-- DATA EXTRACTS follows --

Issue #4850, opened 2024-01-03
testkube-api results/v1/config not found


fvogl:
For testkube-api > 1.16.16 we get this error on the dashboard

```
tests:1 Access to fetch at 'https://testkube-api.ourdomain.com/results/v1/config' from origin 'https://testkube-dashboard.ourdomain.com' has been blocked by CORS policy: No 'Access-Control-Allow-Origin' header is present on the requested resource. If an opaque response serves your needs, set the request's mode to 'no-cors' to fetch the resource with CORS disabled.
fetchUtils.ts:72 GET https://testkube-api.ourdomain.com/results/v1/config net::ERR_FAILED 404 (Not Found)
```

Boxes show just a loading animation

![image](https://github.com/kubeshop/testkube/assets/26383910/cc6e8f57-e369-497f-8211-b32256ce7118)

Note: I don't use ingress from the chart, but have my route for openshift created manually. Was working <= 1.16.16

vsukhin:
@rangoo94 @ypoplavs anything wrong with ingress spec?

rangoo94:
* I don't think our API server is returning `Access-Control-*` headers, it is added on the ingress level
* @fvogl noted that it's some custom ingress, so unrelated to our ingress configuration too
* The UI was always using `fetch` with default `mode: cors, credentials: same-origin`, there were no changes regarding that

@vsukhin, considering that, I don't think it's anything related to Testkube changes.

@fvogl, maybe you had some manual ingress changes in the OpenShift previously, that were not preserved after the upgrade?

rangoo94:
@fvogl, I've got a suspicion that I know what is wrong - is the `testkube-api.ourdomain.com/results/v1/config` the one that should be? I would rather assume that `/results/v1` will be below the same domain as the Dashboard (what would solve CORS problem):

* `testkube.ourdomain.com` pointing to Testkube Dashboard
* `testkube.ourdomain.com/results/v1` - pointing to Testkube API Server

fvogl:
@rangoo94 , the thing is that testkube was working perfectly fine until I've updated it to 1.16.20. When I change the testkube-api image back to 1.16.16 it works fine again. If I change it to anything > 1.16.16 I get what I reported.

rangoo94:
The only changes I see between `1.16.16` and `1.16.17` ([**here**](https://github.com/kubeshop/testkube/compare/v1.16.16...v1.16.17)) are:
* changes to internal pipeline
* changes to the CLI
[...]

PR #4852, opened 2024-01-03
fix: recover /results/v1 alias

rangoo94:
## Pull request description 

Recover `/results/v1` alias deleted in https://github.com/kubeshop/testkube/commit/b80ca88af6f75fbc4464e26d62aceef6ac28a2b5 and https://github.com/kubeshop/testkube/commit/fc71643c52f2f3f3a24707b028adadea4a037010

- [ ] tested locally
- [ ] tested on cluster
- [ ] added new dependencies
- [ ] updated the docs
- [ ] added a test

## Fixes

- kubeshop/testkube#4850

### DIFF
--- a/internal/app/api/v1/server.go
+++ b/internal/app/api/v1/server.go
@@ -405,6 +405,10 @@ func (s *TestkubeAPI) InitRoutes() {
 	repositories := root.Group("/repositories")
 	repositories.Post("/", s.ValidateRepositoryHandler())
 
+	// mount everything on results
+	// TODO it should be named /api/ + dashboard refactor
+	s.Mux.Mount("/results", s.Mux)
+
 	// mount dashboard on /ui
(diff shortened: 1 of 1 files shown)


vsukhin (approved):

rangoo94:
It's not that simple `s.Mux.Mount` requires a standalone application that is not mounted anywhere.

Instead, maybe `HTTPServer.Routes` could need to be modified to struct that will implement `Router`, passing to multiple groups. It will have downsides anyway to:
* Complex implementation (as it should work recurrently this way)
* If that will mount some sub-application in any place of tree, it won't work (and lead to strange error that may be hard to debug)

@vsukhin, any other idea on how to solve it? or maybe the drawbacks from the solution above are acceptable?

rangoo94:
Closing, as I have no idea how to cover that.

PR #4921, opened 2024-01-22
fix: added cooldown time to not stop events too early

exu:

- [ ] tested locally
- [ ] tested on cluster
- [ ] added new dependencies
- [ ] updated the docs
- [ ] added a test

## Breaking changes

-

## Changes

-

## Fixes

-

### DIFF
--- a/pkg/logs/events.go
+++ b/pkg/logs/events.go
@@ -150,7 +150,12 @@ func (ls *LogsService) handleStart(ctx context.Context) func(msg *nats.Msg) {
 func (ls *LogsService) handleStop(ctx context.Context) func(msg *nats.Msg) {
 	return func(msg *nats.Msg) {
 		ls.log.Debugw("got stop event")
-		time.Sleep(StopWaitTime)
+
+		t := time.NewTicker(StopWaitTime)
+		select {
+		case <-t.C:
+		case <-ctx.Done():
+		}
 
 		event := events.Trigger{}
 		err := json.Unmarshal(msg.Data, &event)
--- a/pkg/logs/events.go
+++ b/pkg/logs/events.go
@@ -25,6 +25,8 @@ const (
 
 	StartQueue = "logsstart"
 	StopQueue  = "logsstop"
+
+	StopWaitTime = 60 * time.Second // when stop event is faster than first message arrived
 )
 
 type Consumer struct {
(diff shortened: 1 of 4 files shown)


pkg/logs/events.go
```diff
@@ -147,6 +149,8 @@ func (ls *LogsService) handleStart(ctx context.Context) func(msg *nats.Msg) {
 // handleStop will handle stop event and stop logs consumers, also clean consumers state
 func (ls *LogsService) handleStop(ctx context.Context) func(msg *nats.Msg) {
 	return func(msg *nats.Msg) {
+		ls.log.Debugw("got stop event")
+		time.Sleep(StopWaitTime)
```
vsukhin, line 153: shouldn't it be ticker with context.done check?

vsukhin: looks a bit hacky

pkg/scheduler/test_scheduler.go
```diff
@@ -840,18 +841,20 @@ func (s *Scheduler) triggerLogsStartEvent(ctx context.Context, id string) error
 
 func (s *Scheduler) triggerLogsStopEvent(ctx context.Context, id string) error {
 	if s.featureFlags.LogsV2 {
-		r, err := s.logsStream.Stop(ctx, id)
-		if err != nil {
-			s.logger.Errorw("can't send stop event for logs", "id", id, "error", err)
-			return err
-		}
+		go func() {
```
vsukhin, line 844: sounds like the whole method is async, you can simply call go s.triggerLogsStopEvent(...)

vsukhin (approved):
couple of notes

pkg/logs/events.go
exu: Yep the issue is that it's all async - and this event can be handled before first message even arrive - so I need to deal somehow with it. 

Log is in consumer which I must remove from memory when not needed anymore. 
So there are events:
- START - triggers messages handling (need to know ID of execution to start consumer) 
- STOP (cleaning)

exu: passed ctx handling

pkg/scheduler/test_scheduler.go
exu: No it's sync - I want to know here that it was handled synchronously (to have better logging in case of issues)

exu: So we'll know here that event was handled by the logs-server end

pkg/logs/events.go
vsukhin: reminds me tcp package flow, they can also come async in a mixed form and must be reordered. Ideally, would be great to check, that log server received all messages in the stream with order number less that the stop message number, this way it will be safe to stop it. but I don't know if log server tracks it

exu: nope - but in general good idea - but will be hard to accomplish as assuming logs can be send from different places (e.g. job sidecar, or even test scheuduler in case of some init errors, so there will be no single counter where we can count lines :/)

PR #4942, opened 2024-01-25
feat: add minio adapter for logs

nicufk:

- [ ] tested locally
- [ ] tested on cluster
- [ ] added new dependencies
- [ ] updated the docs
- [ ] added a test

## Breaking changes

-

## Changes

-

## Fixes

-

### DIFF
--- a/cmd/logs/main.go
+++ b/cmd/logs/main.go
@@ -55,7 +55,14 @@ func main() {
 		WithGrpcAddress(cfg.GrpcAddress)
 
 	// TODO - add adapters here
-	svc.AddAdapter(adapter.NewDummyAdapter())
+	minioAdapter, err := adapter.NewMinioAdapter(cfg.MinioEndpoint, cfg.MinioAccessKey, cfg.MinioSecretKey, cfg.MinioRegion, cfg.MinioToken, cfg.MinioBucket)
+	if err != nil {
+		log.Errorw("error creating minio adapter", "error", err)
+		svc.AddAdapter(adapter.NewDummyAdapter())
+	} else {
+		log.Infof("minio adapter created")
+		svc.AddAdapter(minioAdapter)
+	}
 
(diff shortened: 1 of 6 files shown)


cmd/logs/main.go
```diff
@@ -55,7 +55,14 @@ func main() {
 		WithGrpcAddress(cfg.GrpcAddress)
 
 	// TODO - add adapters here
-	svc.AddAdapter(adapter.NewDummyAdapter())
+	minioAdapter, err := adapter.NewMinioAdapter(cfg.MinioEndpoint, cfg.MinioAccessKey, cfg.MinioSecretKey, cfg.MinioRegion, cfg.MinioToken, cfg.MinioBucket)
+	if err != nil {
+		log.Errorw("error creating minio adapter", "error", err)
+		svc.AddAdapter(adapter.NewDummyAdapter())
```
vsukhin, line 61: do we need DummyAdapter in prod?

vsukhin: sounds like, log service will not store logs without minio?

exu (approved):

cmd/logs/main.go
exu: Yeah I would rename it to LogAdapter or sth and attach it onlly when debug mode is set

vsukhin (approved):
a couple of questions

cmd/logs/main.go
exu: Good point - it should only try to set minio when it's not in agent mode

exu: I wold put whole logic into if when in OSS mode
additionally add additional dummyadapter when DEBUG is set 
and add cloud adapter when Agent key is set

nicufk: got it, I will make the changes then

PR #4943, opened 2024-01-25
fix: use pointer everywhere when passing log chunk

exu:
## Pull request description 

* one way to pass and create logs (was messy pointer and non-pointer) 
* passed logs stream as parameter to executors and api

- [ ] tested locally
- [ ] tested on cluster
- [ ] added new dependencies
- [ ] updated the docs
- [ ] added a test

## Breaking changes

-

## Changes

-

## Fixes

-

### DIFF
--- a/pkg/executor/client/job.go
+++ b/pkg/executor/client/job.go
@@ -44,6 +44,8 @@ import (
 	"github.com/kubeshop/testkube/pkg/executor/env"
 	"github.com/kubeshop/testkube/pkg/executor/output"
 	"github.com/kubeshop/testkube/pkg/log"
+	logsclient "github.com/kubeshop/testkube/pkg/logs/client"
+	"github.com/kubeshop/testkube/pkg/logs/events"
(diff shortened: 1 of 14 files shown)


pkg/executor/client/job.go
```diff
@@ -225,6 +230,9 @@ func (c *JobExecutor) Execute(ctx context.Context, execution *testkube.Execution
 	if err != nil {
 		return result.Err(err), err
 	}
+
+	c.logsStream.Push(ctx, execution.Id, events.NewLog("created kubernetes job"))
```
vsukhin, line 234: shoud it be for v2 only?

exu: 👍🏻

vsukhin (commented):
sounds like feature check is missing

pkg/executor/client/job.go
exu: yeah need to pass feature flags too :/ good point!

exu:
> sounds like feature check is missing

addded handling of feature flags.

vsukhin (approved):

PR #4994, opened 2024-02-12
fix: update cloud env vars to pro

vLia:
## Pull request description 

Update the name of the environment variables to \*\_PRO\_\* from \*\_CLOUD\_\* 

- [ ] tested locally
- [ ] tested on cluster
- [ ] added new dependencies
- [ ] updated the docs
- [ ] added a test

## Breaking changes

-

## Changes

-

## Fixes

-


internal/app/api/v1/handlers.go
```diff
@@ -57,17 +51,22 @@ func (s *TestkubeAPI) AuthHandler() fiber.Handler {
 // InfoHandler is a handler to get info
 func (s *TestkubeAPI) InfoHandler() fiber.Handler {
 	apiContext := contextOSS
-	if os.Getenv(cloudApiKeyEnvName) != "" {
+	if s.proContext != nil && s.proContext.APIKey != "" {
```
vsukhin, line 54: shouldn't be contextCloud also renamed below?

vLia: this PR is only about the environment variables, the context is still called `cloud`. We should probably create a follow-up PR to rename the contexts as well

vsukhin (approved):

internal/app/api/v1/handlers.go
vsukhin: ok

PR #8111, opened 2026-08-14
feat(repository): add WithActorExecutionIds filter for children lookup

buarki:
## Summary

Adds a `WithActorExecutionIds([]string)` method to `testworkflow.FilterImpl` and a matching WHERE clause on the SQL side. When set, the filter returns executions whose `running_context.actor.executionId` matches one of the provided ids

Extends `MockFilter` and `postgres_test.go` to keep the mock filter in sync with the new interface

## Why

Follow-up to https://github.com/kubeshop/testkube/pull/8108 (the naming/actor change). The cloud-api Executions page needs to surface Quality Loop children when a user filters by the new Git Integration actor: today the parent that carries `actor.type = gitintegration` is hidden by the system-managed filter, so the chip returns an empty list without this filter. With `WithActorExecutionIds` cloud-api can look up the parent ids and pivot the query to return the linked children

Stacked on top of https://github.com/kubeshop/testkube/pull/8108 for review clarity: the actor-type enum work is one concern, this platform-level filter is another

The longer-term proposal to propagate the parent actor into child executions at the runner level (so children carry `gitintegration` natively) is a separate technical discussion, tracked outside this PR


buarki:
@greptile

buarki:
Closing: the `WithActorExecutionIds` primitive was needed for Option 1 (query-side pivot in cloud-api's Executions handler) per the [decision doc](https://app.notion.com/p/kubeshop/Problem-Proposed-solution-Making-the-Actor-Type-Git-Integration-filter-work-3bfec8eaab6b800cadaced67c1143032). Option 2 (children inherit the parent's actor via a sticky-actor family) was chosen instead and shipped in #8119 + kubeshop/testkube-cloud-api#5177. The pivot is redundant on top of that. Corresponding cloud-api PR kubeshop/testkube-cloud-api#5155 is closing for the same reason.

PR #8135, opened 2026-08-19
fix(quality-loop): mask parent workflow name on child running context

buarki:
child executions scheduled from inside a QL parent were carrying the internal parent CR name (ql-parent-*) on running_context.actor.name, which the dashboard renders as "Triggered by ...". mask it with "Git Integration" for QUALITYLOOP parents; other actor types keep the current behavior since user-authored composites rely on the parent name being visible. parent<->child linkage is on actor.executionId, unchanged.


buarki:
closing to align branch name with linear ticket TKC-6647. reopening as tkc-6647-mask-internal-ql-parent-workflow-name-on-child-running.

PR #8136, opened 2026-08-19
fix(quality-loop): mask parent workflow name on child running context

buarki:
child executions scheduled from inside a QL parent were carrying the internal parent CR name (ql-parent-*) on running_context.actor.name, which the dashboard renders as "Triggered by ...". mask it with "Git Integration" for QUALITYLOOP parents via a new ChildRunningContextName on TestWorkflowRunningContextActorType, symmetric to the existing ChildRunningContextType. other actor types keep the parent workflow name since user-authored composites rely on it. parent<->child linkage is on actor.executionId, unchanged.

closes https://linear.app/kubeshop/issue/TKC-6647


buarki:
@greptile

xoscar (approved):

PR #8151, opened 2026-08-20
fix: retry transient failures on artifact upload and tarball transfer

buarki:
Stacked on top of #8128.

Two more silent-drop sites in the toolkit that runs inside every TW container:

-- DATA EXTRACTS concluded --

WHAT TO WORK ON
Indicate how many lines in the records above include the word "created", giving no other content.

REPLY
3